HS1 of GGH was the predominant haplotype in all populations, followed by HS3 and HS2 in SI,
BEB, GIH, and ITU. HS2 is the second most frequent haplotype in AMR, EAS, EUR, PJL,
and STU, followed by HS3. HS4 was found at very low frequencies in SI, AFR, and GIH
populations and was absent in other populations. The HS3 haplotype (16.5%) of GGH carrying variant allele was higher in SI population compared to other populations,
except BEB and GIH. Significant differences in HS between SI and other populations
could be due to differences in allele frequencies, suggesting interethnic variations
in the susceptibility to disease and response to treatment. Limitation of our study
might be a lack of data on folate levels that could have strengthened our findings.
Therefore, folate levels need to be measured at the time of disease diagnosis in the
future. Other variants in the genes encoding folate-metabolizing enzymes also need
to be explored, to find a reliable biomarker for susceptibility to ALL disease.
Clinical relevance of FPGS and GGH variants in acute lymphoblastic leukemia
FPGS and GGH enzymes are involved in both folate and antifolate metabolism. Therefore, changes
in the activities of these enzymes due to genetic variants may the influence the levels
of antifolates and there by affect the treatment response also. Patients with FPGS rs1544105'CC' genotype had lower relapse-free survival (P = 0.01) and event-free
survival (P = 0.04), but did not develop MTX toxicity.[7] Higher FPGS activity was associated with accumulation of long-chain MTXPGs and better overall
survival in patients with ALL.[33] The GGH 452'TT+CT' genotype was associated with increased risk of hepatotoxicity and mucositis,
but not hematological toxicity, in a Chinese population.[25] In European children, the GGH 452'T' allele was associated with thrombocytopenia, but neither GGH polymorphisms nor haplotypes were associated with MTX response and survival.[34]
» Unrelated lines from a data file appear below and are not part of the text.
PR #1985, opened 2026-08-18
Add the remaining BDC stream parsers to batteryBDC

### LINKED ISSUE #1870: Additional BatteryBDC modules
The current BatteryBDC artifact only catches the BDC_SBC_*.csv, however, SBC is only one category of BDC. Given how these are in nearly every extraction and sysdiagnose, it should be pretty easy to implement. 

/var/db/Battery/BDC/
├── BDC.plist                                     ← binary plist (state/metadata)
├── BDC_Once_version<V>_<timestamp>.csv
├── BDC_Daily_version<V>_<timestamp>.csv
├── BDC_Weekly_version<V>_<timestamp>.csv
├── BDC_SBC_version<V>_<timestamp>.csv
├── BDC_OBC_version<V>_<timestamp>.csv
├── BDC_SmartCharging_version<V>_<timestamp>.csv
├── BDC_CPMSRC_version<V>_<timestamp>.csv
├── BDC_AMA_version<V>_<timestamp>.csv            
└── BDC_Timestamps_version1.0.csv

Additionally, */logs/BatteryBDC/ also needs to be included rather than just */var/db in order to have it process sysdiagnoses.

Automated reverse engineering via Fable gives good reference points, although via test data, more reverse engineering is suggested, especially for older versions or the AMA logs:

# Apple Battery Data Collection (BDC) Format Documentation

**Location:** `/var/db/Battery/BDC/`
**Platform:** iOS / iPadOS (also present under battery diagnostics in sysdiagnose archives)
**Producer:** Battery health daemon (`batterydataupdated` / PowerlogCore battery subsystem)
**Purpose:** Long-term battery telemetry — health tracking, charging behavior, gas-gauge diagnostics

> ⚠️ Fields marked *(inferred)* are derived from observed data and reverse engineering, not official Apple documentation.

---

## 1. Directory Layout & File Naming

```
/var/db/Battery/BDC/
├── BDC.plist                                     ← binary plist (state/metadata)
├── BDC_Once_version<V>_<timestamp>.csv
├── BDC_Daily_version<V>_<timestamp>.csv
├── BDC_Weekly_version<V>_<timestamp>.csv
├── BDC_SBC_version<V>_<timestamp>.csv
├── BDC_OBC_version<V>_<timestamp>.csv
├── BDC_SmartCharging_version<V>_<timestamp>.csv
├── BDC_CPMSRC_version<V>_<timestamp>.csv
├── BDC_AMA_version<V>_<timestamp>.csv            ← referenced in plist
└── BDC_Timestamps_version1.0.csv
```

### Filename convention

```
BDC_<StreamName>_version<MAJOR.MINOR>_<YYYY-MM-DD_HH_MM_SS>.csv
```

| Component | Meaning |
|---|---|
| `StreamName` | Logical telemetry stream (see §4) |
| `version` | **Schema version** of the CSV, not software version. Columns are added over time; a version bump signals a schema change. |
| Timestamp | Creation time of the file = time of the **first row** (UTC). Colons in the on-disk name (`13:16:31`) are frequently converted to underscores (`13_16_31`) during export/extraction. |

A new file is created when:
1. The schema version changes (OS update introduces new columns),
2. The battery is replaced (new `Once` file, new `BatterySerialNumber`),
3. File rotation/size limits are reached.

**Consequence:** multiple files of the same stream with different versions coexist. Older-version files are *not rewritten* — they retain the older, narrower schema (see §6, version matrix).

---

## 2. Metadata plist (`BDC.plist`)

A binary plist (`bplist00`) tracking logger state. Observed keys:

| Key | Type | Description |
|---|---|---|
| `DataFormatVersion` | string | Current schema generation, e.g. `"2.0"` |
| `BatterySerialNumber` | string | Battery pack serial, e.g. `FG921471F3218FMA4#ASD`. Changes on battery replacement. |
| `BDC_<Stream>_LastUsedFileName` | string | Absolute path of the CSV currently being appended, e.g. `/var/db/Battery/BDC/BDC_Daily_version2.0_2026-02-26_13:16:31.csv` |
| `BDC_<Stream>_LastLoggedTimeStamp` | date/real | CFAbsoluteTime of the most recent row written for that stream |
| `ReferenceWalltime` | real | CFAbsoluteTime anchor for the RTC↔walltime mapping |
| `LastKnownWalltime` | real | Most recent trusted wall-clock time |
| `ReferenceRTCTicks` | real | RTC tick count at `ReferenceWalltime` |
| `LastKnownRTCTicks` | real | Most recent RTC tick count |
| `RTCTicksDelta` | real | Drift/offset between RTC and wall clock |
| `LastConnectedState` | int/bool | Whether charger was attached at last update |
| `NeedSystemTimeUpdate` | bool | Set when RTC-based rows were written before system time was valid and require correction |

**Timestamp encoding:** plist dates/reals are **CFAbsoluteTime** — seconds since `2001-01-01 00:00:00 UTC` (the `3A C7 ...` byte sequences in the raw dump are big-endian IEEE-754 doubles).

---

## 3. Time Reconstruction — `BDC_Timestamps_version1.0.csv`

The battery gas gauge and early-boot logging run off the **RTC tick counter**, which starts before the system clock is set (notably after battery replacement or full drain). This file provides the mapping to convert tick-stamped events to wall time.

```csv
reference_rtc_ticks,reference_system_time,current_rtc_ticks,set_system_time
54095.520492,2022-05-10 16:30:06 +0000,10.617141,2022-05-10 16:33:16 +0000
```

| Column | Type | Description |
|---|---|---|
| `reference_rtc_ticks` | float (seconds) | RTC counter value at the reference anchor |
| `reference_system_time` | datetime +0000 | Wall clock at the anchor |
| `current_rtc_ticks` | float (seconds) | RTC counter at the moment the system time was (re)set. Note this can be *smaller* than the reference after an RTC reset (battery removal). |
| `set_system_time` | datetime +0000 | The wall time the system clock was set to |

**Reconstruction formula** *(inferred)*:
```
wall_time(event) = reference_system_time + (event_rtc_ticks − reference_rtc_ticks)
```
Each row records a clock-set event; multiple rows allow correcting drift across the log history.

**Forensic value:** reveals device power-loss events, battery pulls, and user/network time changes.

---

## 4. Data Streams

All streams share these conventions:

- **`TimeStamp`** — `YYYY-MM-DD HH:MM:SS`, **UTC**, first column of every stream.
- Empty fields (`,,`) mean *value unavailable at sample time* (e.g., adapter fields while unplugged).
- Numeric conventions: voltages in **mV**, currents in **mA** (negative = discharge), capacities in **mAh**, temperatures in **centi-°C** (`2450` = 24.50 °C).

---

### 4.1 `BDC_Once` — Static Battery Identity

Written **once per battery** (at first boot with a new pack, or after data reset).

| Column | Version | Type | Description |
|---|---|---|---|
| `TimeStamp` | 1.2+ | datetime | Row creation |
| `ChemID` | 1.2+ | int | Battery chemistry ID reported by the gas gauge |
| `AlgoChemID` | 1.2+ | int | Chemistry ID used by the fuel-gauge algorithm (may differ from physical `ChemID` after re-golden updates) |
| `EEEE` | 1.2+ | string | 4-char battery/cell factory code (matches the `EEEE` field in Apple serial conventions), e.g. `18FM`, `M6YR` |
| `YWW` | 1.2+ | int | Manufacture date code: year digit + week, e.g. `215` = year ...2, week 15 *(inferred)* |
| `DesignCapacity` | 1.2+ | int (mAh) | Rated design capacity |
| `GasGaugeFirmwareVersion` | **1.7+** | int | Fuel-gauge (TI Impedance Track family) firmware build, e.g. `109060052` |

---

### 4.2 `BDC_Daily` — Battery Health Snapshot

Cadence: **~2 rows/day** (≈12 h apart; scheduling drifts with device sleep).

| Column | Type | Description |
|---|---|---|
| `WeightedRa` | int | Weighted internal-resistance figure from the gas gauge Ra table *(inferred: scaled mΩ)* |
| `Qmax0` | int (mAh) | Learned maximum chemical capacity of cell 0 |
| `CycleCount` | int | Charge cycle count |
| `NominalChargeCapacity` | int (mAh) | Current full-charge capacity (basis for the user-visible "Maximum Capacity %": `NCC / DesignCapacity`) |
| `TimeAtHighSoc` | hex blob | Little-endian array of **uint32 counters** — cumulative time (hours) spent in state-of-charge bands *(inferred)*. Blob length varies by gauge firmware: observed 40-byte (10×uint32) and 16-byte (4×uint32) variants. Example: `2c030000` → `0x032c` = 812. |
| `ChargingVoltage` | int (mV) | Current charge-voltage target. Values below the chemistry max (e.g. 4239 vs 4495) indicate active longevity derating |
| `BHServiceFlags` | int (bitmask) | Battery-health service flags. `3` = normal baseline observed; `34078723` (= `0x2080003`) appears on first row of a file *(session-init bits, inferred)* |
| `BHCalibrationFlags` | int (bitmask) | Battery-health recalibration state. `0` = none; `1120` observed on a degraded pack undergoing/flagged recalibration *(inferred)* |

---

### 4.3 `BDC_Weekly` — Gauge Resistance Table

Cadence: **1 row / 7 days**.

| Column | Type | Description |
|---|---|---|
| `RaTableRaw0` | hex blob (32 bytes) | Raw **Ra table** of cell 0: 16 × big-endian uint16 values — the Impedance Track per-DOD-band resistance rows (`0x0099` = 153, …). The final words include scale/status entries *(inferred)* |
| `TotalOperatingTime` | int (hours) | Cumulative battery operating time since manufacture |
| `GasGaugeFirmwareVersion` | int | As in `Once`; logged weekly to catch gauge firmware updates |

---

### 4.4 `BDC_SBC` — State/Snapshot of Battery Conditions

High-frequency stream: **~every 5 min while awake**, plus event-driven rows (charge start/stop). The richest stream, and the one with the most schema churn.

| Column | Version | Type | Description |
|---|---|---|---|
| `PresentDOD0` | 2.0+ | int | Present depth-of-discharge of cell 0 (gauge internal units; rises as battery drains) |
| `CurrentCapacity` | 2.0+ | int (%) | UI-facing state of charge |
| `IsCharging` | 2.0+ | bool | 1 while actively charging |
| `Temperature` | 2.0+ | centi-°C | Battery temperature (`2450` = 24.5 °C) |
| `Amperage` | 2.0+ | mA | Filtered/average current (negative = discharge) |
| `InstantAmperage` | 2.0+ | mA | Instantaneous current |
| `Voltage` | 2.0+ | mV | Battery terminal voltage |
| `StateOfCharge` | 2.0+ | int (%) | Gauge-reported SoC (may differ slightly from `CurrentCapacity` due to UI smoothing) |
| `ChargeAccum` | 2.0+ | int (mAh) | Coulomb counter accumulator (signed; monotonic between resets) |
| `ResScale` | 2.0+ | int | Gauge resistance scale factor |
| `RSS` | 2.0+ | int | Resistance scale/status value from gauge *(inferred)* |
| `ITMiscStatus` | 2.0+ | int (bitmask) | Impedance-Track gauge misc status register |
| `AccumulatedSystemLoad` | **2.6+** | int | Cumulative system energy drawn since boot/reset *(inferred: mW·s or similar)* |
| `AccumulatedSystemPowerIn` | **2.6+** | int | Cumulative energy delivered from external power; `0` while on battery |
| `VirtualTemperature` | **2.6+** | centi-°C | Modeled/virtual cell temperature used for thermal-aware charging |
| `SystemVoltageIn` | **2.8+** | mV | Input voltage from adapter (e.g. `8476` = 9 V USB-PD contract sagging under load); `0` when unplugged |
| `SystemCurrentIn` | **2.8+** | mA | Input current from adapter; `0` when unplugged |

---

### 4.5 `BDC_OBC` — On-charger / External Power Events

**Event-driven**: one row per attach/detach/charge-state transition.

| Column | Type | Description |
|---|---|---|
| `FamilyCode` | int (signed 32-bit) | IOPS power-adapter family code, stored as signed decimal. Convert: `value + 2³²` → e.g. `-536854524` = `0xE0004004`, `-536854525` = `0xE0004003`, `-536854521` = `0xE0004007`. The `0xE0004xxx` range covers USB-C/PD adapter families *(inferred from IOKit `kIOPSFamilyCode*`)*. Empty when no adapter identified. |
| `ExternalConnected` | bool | System-level "external power present" |
| `AppleRawExternalConnected` | bool | Raw hardware attach state (pre-debounce/pre-policy) |
| `ChargingOverride` | int | Non-empty when a policy override is active (0 = none). Empty in some versions when not applicable |
| `NotChargingReason` | int (bitmask) | `0` = charging normally. Observed: `1` , `128`, `1024`, `1152` (=1024+128), `1153`. Bits encode inhibit reasons (charge-limit hold, thermals, Optimized Charging, full) *(inferred)* |
| `VacVoltageLimit` | int (mV) | Adapter input-voltage limit / VBUS clamp (e.g. `4410`, `4340` — tracks battery charge-voltage ceiling) |

> **Note:** OBC schema is column-identical across observed versions 2.0 / 2.6 / 2.8 — the version number tracks the overall `DataFormatVersion`, not per-stream changes.

---

### 4.6 `BDC_SmartCharging` — Optimized Battery Charging (OBC/80 % limit)

**Event-driven**: rows on charging-policy decisions.

| Column | Version | Type | Description |
|---|---|---|---|
| `ChargingState` | 2.0+ | int | `1` = charging allowed, `0` = held/paused by policy |
| `InflowState` | 2.0+ | int | `1` = power inflow enabled (inflow can be cut while attached) |
| `ChargeLimit` | 2.0+ | int (%) | Active charge ceiling (`100`, or `80` when a limit is engaged) |
| `CheckPoint` | 2.0+ | int | State-machine checkpoint ID (`0`, `2`, `5`, `6`, `30` observed — e.g. hold-engaged / resume / target-reached) *(inferred)* |
| `DecisionMaker` | **2.6+** | int | Which subsystem made the decision: `-1` = none/default, `0` = Optimized Battery Charging engine *(inferred)* |
| `ModeOfOperation` | 2.0+ | int | Charging mode: `0` = normal, `1` = OBC hold, `6` = session start/evaluation *(inferred)* |

A typical overnight pattern in v2.0 data:
```
0,1,100,2,1   ← evening: charging paused at 80 % (hold)
1,1,100,5,0   ← pre-wake: resume to 100 %
```

---

### 4.7 `BDC_CPMSRC` — Charge Power Management: Source Impedance Model

Cadence: **daily**. Parameters of the fitted battery **RC equivalent-circuit model** (series R plus four parallel RC branches) used by the charging/power-management system.

| Column | Type | Description |
|---|---|---|
| `ImpedanceR0PlusRtrace (mΩ)` | float | Series resistance: cell R0 + board trace resistance |
| `ImpedanceR1..R4 (mΩ)` | float | Resistances of RC branches 1–4 (fast → slow time constants) |
| `ImpedanceRCFreq1..4 (Hz)` | float | Corner frequencies of each RC branch (e.g. ~1.1 kHz, ~35 Hz, ~0.8 Hz, ~0.03 Hz) |

> Encoding note: header units appear as `mÎ©` when the file's UTF-8 `mΩ` is decoded as Latin-1. Always read these CSVs as **UTF-8**.

---

### 4.8 `BDC_AMA`

Referenced in the plist (`BDC_AMA_LastLoggedTimeStamp`) but no sample present in this dataset. Schema undocumented here.

---

## 5. Hex Blob Reference

| Blob | Layout | Notes |
|---|---|---|
| `TimeAtHighSoc` (Daily) | Array of **little-endian uint32** | Cumulative time counters per SoC band. Length varies with gauge firmware: 40 B (10 counters) or 16 B (4 counters) observed. Values are monotonically non-decreasing across rows. |
| `RaTableRaw0` (Weekly) | 16 × **big-endian uint16** (32 B) | Per-DOD resistance rows from the Impedance Track gauge; trailing words carry scale/flag data. Rising values over months = cell aging. |

---

## 6. Schema Version Matrix

| Stream | v1.2 | v1.7 | v2.0 | v2.6 | v2.8 |
|---|---|---|---|---|---|
| Once | 6 cols | + `GasGaugeFirmwareVersion` | — | — | — |
| Daily | | | 9 cols (stable) | ″ | ″ |
| Weekly | | | 4 cols (stable) | ″ | ″ |
| SBC | | | 13 cols | + `AccumulatedSystemLoad`, `AccumulatedSystemPowerIn`, `VirtualTemperature` (16) | + `SystemVoltageIn`, `SystemCurrentIn` (18) |
| OBC | | | 7 cols (stable) | ″ | ″ |
| SmartCharging | | | 6 cols | + `DecisionMaker` (7) | ″ |
| CPMSRC | 10 cols | — | — | — | — |
| Timestamps | v1.0 only, 4 cols | | | | |

**Parsing rule:** old-version files are strict column subsets (where changed). A robust parser should key on the header row, not the version number, and null-fill missing columns when normalizing into a unified table.

---

## 7. Parsing & Forensic Notes

1. **All CSV timestamps are UTC.** Local activity patterns (overnight charging in `SmartCharging`, wake gaps in `SBC`) can be used to infer device timezone.
2. **Retention** spans years — observed data ranges from 2021 through 2026 across file generations. BDC survives OS updates; it resets with battery replacement (watch for `BatterySerialNumber` change + new `Once` file + RTC reset in `Timestamps`).
3. **Multiple devices/batteries can appear in one collection** (e.g., differing `GasGaugeFirmwareVersion`, `ChemID`, capacity ranges). Group files by the `Once` identity before analysis.
4. **Health computation:** `MaximumCapacity% ≈ NominalChargeCapacity / DesignCapacity × 100` (Daily × Once join).
5. **Charging-session reconstruction:** join `OBC` (attach/detach) + `SBC` (`IsCharging`, `SystemVoltageIn/CurrentIn`) + `SmartCharging` (policy holds) on `TimeStamp`.
6. **Clock-tamper detection:** `BDC_Timestamps` rows plus `NeedSystemTimeUpdate` in the plist expose every system-time set event relative to the monotonic RTC.
7. **Encoding:** UTF-8; beware mojibake in `CPMSRC` headers. Line endings `\n`. No quoting observed; hex blobs are unquoted tokens.

ChrisJr404:
Closes #1870. batteryBDC only caught `BDC_SBC_*.csv`, so this adds the other BDC streams that sit in the same folder and show up in nearly every full filesystem and sysdiagnose.

New artifacts, each with its own glob and output section:

- Once (static battery identity, ChemID/EEEE/DesignCapacity)
- Daily (health snapshot, cycle count, nominal charge capacity)
- Weekly (Ra table, total operating time)
- OBC (charger attach/detach events; FamilyCode also decoded to its `0xE0004xxx` hex form)
- SmartCharging (Optimized Battery Charging policy, charge-limit holds)
- CPMSRC (RC impedance model)
- Timestamps (RTC-to-wall-clock set events, useful for clock-tamper checks)

I also added the sysdiagnose `*/BatteryBDC/` path next to the existing `*/Battery/BDC/` on every stream including SBC, since the issue notes sysdiagnoses live under `logs/BatteryBDC/`. SBC's parsing is otherwise unchanged.

One thing worth calling out: columns are resolved by header name, not fixed index. The schema grows across versions and SmartCharging inserts `DecisionMaker` ahead of `ModeOfOperation` at v2.6, so positional parsing would silently shift that column on older files. Name lookup null-fills anything a narrower-schema file doesn't have.

Left AMA out on purpose. There's no AMA sample in the corpus and the schema isn't documented anywhere I could find, so I'd only be guessing at columns.

Testing:
- Globs run through `fnmatch.fnmatchcase` against the recorded path lists in `admin/data/filepath-lists/` (with the synthetic `root/` prefix): Once 5, Daily 21, Weekly 17, OBC 24, SmartCharging 26, Timestamps 1 across the four images. The new `*/BatteryBDC/` variant adds zero overlap with the var/db pattern, so no double-counting.
- Built synthetic CSVs matching the documented schema for each stream (including a v2.0 and a v2.6 SmartCharging file) and ran each function's `.__wrapped__` with a mock context. Row widths match headers, FamilyCode `-536854524` decodes to `0xE0004004`, and SmartCharging reads ModeOfOperation correctly on both versions.
- Full `ileapp.py -t fs` run over those samples: all seven artifacts parse, emit HTML/TSV/timeline/LAVA, and the whole 924-artifact set loads with no duplicate-name error.

CPMSRC isn't in any of the local test images, so its parser is written off the documented column names and hasn't been checked against a real file yet.


abrignoni:
Test data is now included for every changed artifact module. Thank you!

GGH -401C>T and 'TT' genotype carriers were at increased risk of developing leukopenia
and thrombocytopenia after high-dose methotrexate in a Thai population.[10] In a Mexican population, the GGH-401C>T polymorphism was found to increase the risk of relapse significantly whereas
GGH 452C>T polymorphism did not affect ALL outcome.[12] In Chinese patients, a higher serum MTX concentration/dose ratio and a higher concentration
of MTX above the therapeutic threshold (>40 μM) were observed in GGH rs3758149'CT' or 'TT' genotype carriers when compared to 'CC' genotype carriers after
high-dose MTX therapy. However, FPGS polymorphism was not associated with serum MTX levels.[11] The above-observed differences in clinical outcome of ALL between various ethnicities
could partly be explained by the differences in the distribution of GGH and FPGS variant alleles. Therefore, the impact of each SNP on the susceptibility and outcome
of diseases might vary among different populations.
Conclusion
In our study, the FPGS rs1544105'AA' genotype was found to be associated with the susceptibility to ALL
in SI population. Genotype and haplotype distributions of FPGS (rs10106 and rs1544105) and GGH (rs3758149 and rs11545078) variants in the SI population significantly differed from
those of other ethnicities. Our data emphasized that each ethnicity has unique allele
frequencies of studied FPGS and GGH variants. Thus, knowledge of genotype frequency distribution within a population
can be useful to tailor drug therapy by optimizing drug doses and identifying potential
risk groups which may develop toxicity.
Compliance with ethical standards
All procedures performed in our study were in accordance with the ethical standards
of the institutional and/or national research committee and with the 1964 Helsinki
declaration and its later amendments or comparable ethical standards.
Acknowledgments
We would like to thank Jawaharlal Institute of Postgraduate Medical Education and
Research, Puducherry, India, for providing an intramural fund to conduct the study.